Issue #2481, opened 2020-07-12
Incorrect Title Detection for tracks with Quotations


JP-Ellis:
## Describe the bug
When the track isn't recognized, I've been noticing issues with the automatic detection of the title for tracks names which have quotations.  For example, listening to the [Elgar: Enigma Variations](https://music.youtube.com/playlist?list=OLAK5uy_nnUy3C4IwqteZc1SbUgfZNzmg1SaawjdA) album has song titles of the form:

1. Elgar: Variations On An Original Theme, Op.36 "Enigma" - Theme (Andante)
2. Elgar: Variations On An Original Theme, Op.36 "Enigma" - 1. C.A.E. (L'istesso tempo)
3. ...

and Web Scrobbler just picks out "Enigma" for all of them and puts that as the default prefill when it doesn't recognize the track. 
 This is an issue which appears mostly with classical albums (as it is pretty common to have text in quotes), and I've only noticed it on tracks which weren't recognized to begin with.  I'm not sure whether now that I've added them for this particular album, it will still appear to others.

Another (likely linked) issue encountered is that once I fixed the title for the first track, the next track is detected as being the same as the first.  So in the above case, I would label the first track correctly, and once I start playing the 2nd track it thinks I'm listening to the first again, and so on for all 14 variations.

## Environment (please complete the following information)
- OS: Linux
- Browser: Brave
- Extension version: 2.33.0
- Website: [YouTube Music](https://music.youtube.com)

alexesprit:
This happens due to a special rule to extract track info from videos like [this](https://www.youtube.com/watch?v=zYGCcpF-7nI). Not sure how to fix the issue properly for both cases. 

Perhaps, we can modify the rule to require a dash symbol before a track title, but the extension won't recognize `Artist "Track"` titles (if they exist).

> Another (likely linked) issue encountered is that once I fixed the title for the first track, the next track is detected as being the same as the first. So in the above case, I would label the first track correctly, and once I start playing the 2nd track it thinks I'm listening to the first again, and so on for all 14 variations.

Not sure if it's linked. Saving/loading edited track info is a separate process. Please open a new issue with a more detailed description including steps to reproduce.

JP-Ellis:
I understand the need for that with YouTube itself, but is this parsing necessary for YouTube Music?

alexesprit:
> but is this parsing necessary for YouTube Music?

[...]

PR #2570, opened 2020-09-26
Improve YouTube Music behavior for all channels.

### LINKED ISSUE #2564: Improve YouTube Music connector
**Description**
The song title and artist is very often wrongly recognized on [YouTube Music](https://music.youtube.com/). The track field contains both the artist and title, and the artist field contains a channel name. I looked into the issue and found that it happens on songs that are from a music promotion channel (more precisely, where the channel name is not the artist).

1. Go to a music video from a promotion channel, such as [this one](https://music.youtube.com/watch?v=6DcghQ_kCH8&feature=share).
2. Open the extension's panel and see the wrong data

**Expected behavior**
The channel name should not be scraped since it has nothing to do with the artist or song title. The artist name should appear in the artist field instead of the track field.

**Screenshot**
tmp

**Logs**
Here's a [Pastebin link](https://pastebin.com/2GfTMkkV) with the logs.

**Environment**
-   OS: Windows
-   Browser: Chrome
-   Extension version: v2.36.0

jaccarmac:
We attempt to use a mixed solution which gives correct results for both fully
tagged music (with artist and album name properly reported by YouTube) and
videos where the artist and title are both in the video title (common in the
case of promotional channels).

Resolves #2564.
Reverts 6df5242453e4a72b71b577a9cc41f6820880d8c2.
Partially reverts 58fda0810cd2dd7163ee93ae5a9fe8ada02d1630.

### DIFF
--- a/src/connectors/youtube-music.js
+++ b/src/connectors/youtube-music.js
@@ -26,9 +26,11 @@ Connector.albumSelector = [
 Connector.getArtistTrack = () => {
 	let artist; let track;
 	if (Connector.getAlbum()) {
+		Connector.resetFilter();
 		artist = Util.getTextFromSelectors(channelNameSelector);
 		track = Util.getTextFromSelectors(trackSelector);
 	} else {
+		Connector.applyFilter(MetadataFilter.getYoutubeFilter());
 		({ artist, track } = Util.processYtVideoTitle(Util.getTextFromSelectors(trackSelector)));
 		if (!artist) {
 			artist = Util.getTextFromSelectors(channelNameSelector);
@@ -44,12 +46,3 @@ Connector.isPlaying = () => {
 };
 
 Connector.isScrobblingAllowed = () => !Util.isElementVisible(adSelector);
-
-const baseStateChangedWorker = Connector.stateChangedWorker;
-Connector.stateChangedWorker = () => {
-	Connector.metadataFilter = MetadataFilter.getDefaultFilter();
-	if (! Connector.getAlbum()) {
-		Connector.applyFilter(MetadataFilter.getYoutubeFilter());
-	}
-	baseStateChangedWorker();
-};
--- a/src/connectors/youtube-music.js
+++ b/src/connectors/youtube-music.js
@@ -23,7 +23,9 @@ Connector.albumSelector = [
 	'.ytmusic-player-bar .yt-formatted-string.style-scope.yt-simple-endpoint[href*="browse/FEmusic_library_privately_owned_release_detailb_"]',
 ];
 
-const videoHasAlbum = () => !!Connector.getAlbum();
+function videoHasAlbum() {
+	return !!Connector.getAlbum();
+}
 
 Connector.getArtistTrack = () => {
 	let artist; let track;
@@ -47,7 +49,9 @@ Connector.isPlaying = () => {
 
 Connector.isScrobblingAllowed = () => !Util.isElementVisible(adSelector);
 
-const filterYoutubeIfNonAlbum = (text) => videoHasAlbum() ? text : MetadataFilter.youtube(text);
+function filterYoutubeIfNonAlbum(text) {
+	return videoHasAlbum() ? text : MetadataFilter.youtube(text);
+}
 
 const conditionalYoutubeFilter = new MetadataFilter({ track: filterYoutubeIfNonAlbum });
 
--- a/src/connectors/youtube-music.js
+++ b/src/connectors/youtube-music.js
@@ -45,4 +45,11 @@ Connector.isPlaying = () => {
 
 Connector.isScrobblingAllowed = () => !Util.isElementVisible(adSelector);
 
-Connector.applyFilter(MetadataFilter.getYoutubeFilter());
+const baseStateChangedWorker = Connector.stateChangedWorker;
+Connector.stateChangedWorker = () => {
+	Connector.metadataFilter = MetadataFilter.getDefaultFilter();
+	if (! Connector.getAlbum()) {
+		Connector.applyFilter(MetadataFilter.getYoutubeFilter());
+	}
+	baseStateChangedWorker();
+};
--- a/src/connectors/youtube-music.js
+++ b/src/connectors/youtube-music.js
@@ -2,16 +2,13 @@
 
 const playButtonSelector = '.ytmusic-player-bar.play-pause-button #icon > svg > g > path';
 const trackArtSelector = '.ytmusic-player-bar.image';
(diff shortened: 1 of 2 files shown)


jaccarmac:
This definitely needs a pin in it for now, as it mishandles the Elgar cases from #2481. It appears that we need to apply the filters conditionally.

jaccarmac:
It does seem to handle the cases in #2391 correctly, sans the "live" part of the Zappa track. That's probably because of the metadata filter. Floyd and Tull seem :+1: though.

jaccarmac:
How's that hack look :)

jaccarmac:
Still doesn't work quite right after watching one album-less video. Seems like the code I wrote doesn't actually reset the filter to default.

src/connectors/youtube-music.js
```diff
@@ -26,10 +23,33 @@ Connector.albumSelector = [
...
 Connector.isScrobblingAllowed = () => !Util.isElementVisible(adSelector);
+
+const baseStateChangedWorker = Connector.stateChangedWorker;
+Connector.stateChangedWorker = () => {
+	Connector.metadataFilter = MetadataFilter.getDefaultFilter();
+	if (! Connector.getAlbum()) {
+		Connector.applyFilter(MetadataFilter.getYoutubeFilter());
+	}
+	baseStateChangedWorker();
+};
```
alexesprit, line 55: This is a bad idea, and it's relies on the internal base connector implementation.

Remember, you can use built-in filter functions. I would use the following approach:
1. Use `MetadataFilter.youtube` function to filter the track title. Since it's just a function, you can use it in a condition block.
2. Add some caching to prevent calling the filter function on every DOM change.

I know this limitation, but for now we have no cleaner solution.

alexesprit:
By the way you can use the "Convert to draft" link for toggling draft state. :)

image

jaccarmac:
Ah, nice, hadn't used the draft feature before.

Not having worked with filters before and unfamiliar with the internals, I fixed the issue by adding a reset method and using that instead. The side effect in `getArtistTrack` is less than ideal, but it does prevent the filtering-every-DOM-change problem by (I think) shuffling the set of loaded filters instead.

src/connectors/youtube-music.js
jaccarmac: Can this be resolved given the new implementation?

jaccarmac:
If anyone's got remaining complaints, I'd be happy to review them. Otherwise I'll look to rebase this tomorrow and double check the change against tip.

src/connectors/youtube-music.js
alexesprit: It still looks hacky, but for now we have no other solutions.

src/connectors/youtube-music.js
```diff
@@ -26,6 +23,22 @@ Connector.albumSelector = [
...
 ];
 
+Connector.getArtistTrack = () => {
+	let artist; let track;
+	if (Connector.getAlbum()) {
+		Connector.resetFilter();
+		artist = Util.getTextFromSelectors(channelNameSelector);
+		track = Util.getTextFromSelectors(trackSelector);
+	} else {
+		Connector.applyFilter(MetadataFilter.getYoutubeFilter());
```
alexesprit, line 33: `MetadataFilter.getYoutubeFilter` returns a new instance on every call.

src/connectors/youtube-music.js
```diff
@@ -26,6 +23,22 @@ Connector.albumSelector = [
 	'.ytmusic-player-bar .yt-formatted-string.style-scope.yt-simple-endpoint[href*="browse/FEmusic_library_privately_owned_release_detailb_"]',
 ];
 
+Connector.getArtistTrack = () => {
+	let artist; let track;
+	if (Connector.getAlbum()) {
+		Connector.resetFilter();
```
alexesprit, line 29: Calling `Connector.resetFilter` will create a new filter instance on every call.

src/connectors/youtube-music.js
jaccarmac: `applyFilter` also extends a new instance of the default filter every time (https://github.com/web-scrobbler/web-scrobbler/blob/8573651318feeb9730ce11c97e9e79a8ad57110b/src/core/content/connector.js#L447). Do you have any ideas about how to proceed?

src/connectors/youtube-music.js
jaccarmac: Since the metadata filter package mutates the filter object in `extend`, I'm not sure if there's a good way to avoid this without saving a copy of the default filter and then deep cloning on every reset. Thoughts?

https://github.com/web-scrobbler/metadata-filter/blob/67f7fb53b97edc34c07946e5fb0d8c133adac7ce/src/filter.js#L63-L66

alexesprit:
```js
const youtubeMusicFilter = new MetadataFilter({ track: filterTrack });

Connector.applyFilter(youtubeMusicFilter);

function filterTrack(text) {
    if (Connector.getAlbum()) {
        return MetadataFilter.youtube(text);
    }

    return text;
}
```

Although `filterTrack` is not a pure function, it has no side effects, so it's acceptable.

src/connectors/youtube-music.js
alexesprit: Yes, but `Connector.applyFilter` is not supposed to be called in getters, so it was ok.

I suggested another solution below.

alexesprit:
Also, I think we could add a new function to check if we should filter the input.

```js
function filterTrack(text) {
    if (isVideoFromYouTube()) {
        return MetadataFilter.youtube(text);
    }

    return text;
}

function isVideoFromYouTube() {
    return !Connector.getAlbum();
}
```

jaccarmac:
Ah, of course, that makes sense. Thanks.

And yes, fun hash :D

jaccarmac:
If ternaries are verboten, I can make that more verbose. Thanks to your suggestions, I quite like the way it turned out.

src/connectors/youtube-music.js
```diff
@@ -23,14 +23,14 @@ Connector.albumSelector = [
 	'.ytmusic-player-bar .yt-formatted-string.style-scope.yt-simple-endpoint[href*="browse/FEmusic_library_privately_owned_release_detailb_"]',
 ];
 
+const videoHasAlbum = () => !!Connector.getAlbum();
```
alexesprit, line 26: Please don't use function expressions. We use function declarations everywhere to declare a function.

alexesprit:
@aamelin Hi, could you check and test this PR? This one partially reverts changes you made.

alexesprit (approved):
------------
What is required :: Find the line with "I suggested another solution below." in the listing above, then write out that line and each remaining line exactly, with no other text.

Task response ::
I suggested another solution below.

alexesprit:
Also, I think we could add a new function to check if we should filter the input.

```js
function filterTrack(text) {
    if (isVideoFromYouTube()) {
        return MetadataFilter.youtube(text);
    }

    return text;
}

function isVideoFromYouTube() {
    return !Connector.getAlbum();
}
```

jaccarmac:
Ah, of course, that makes sense. Thanks.

And yes, fun hash :D

jaccarmac:
If ternaries are verboten, I can make that more verbose. Thanks to your suggestions, I quite like the way it turned out.

src/connectors/youtube-music.js
```diff
@@ -23,14 +23,14 @@ Connector.albumSelector = [
 	'.ytmusic-player-bar .yt-formatted-string.style-scope.yt-simple-endpoint[href*="browse/FEmusic_library_privately_owned_release_detailb_"]',
 ];
 
+const videoHasAlbum = () => !!Connector.getAlbum();
```
alexesprit, line 26: Please don't use function expressions. We use function declarations everywhere to declare a function.

alexesprit:
@aamelin Hi, could you check and test this PR? This one partially reverts changes you made.

alexesprit (approved):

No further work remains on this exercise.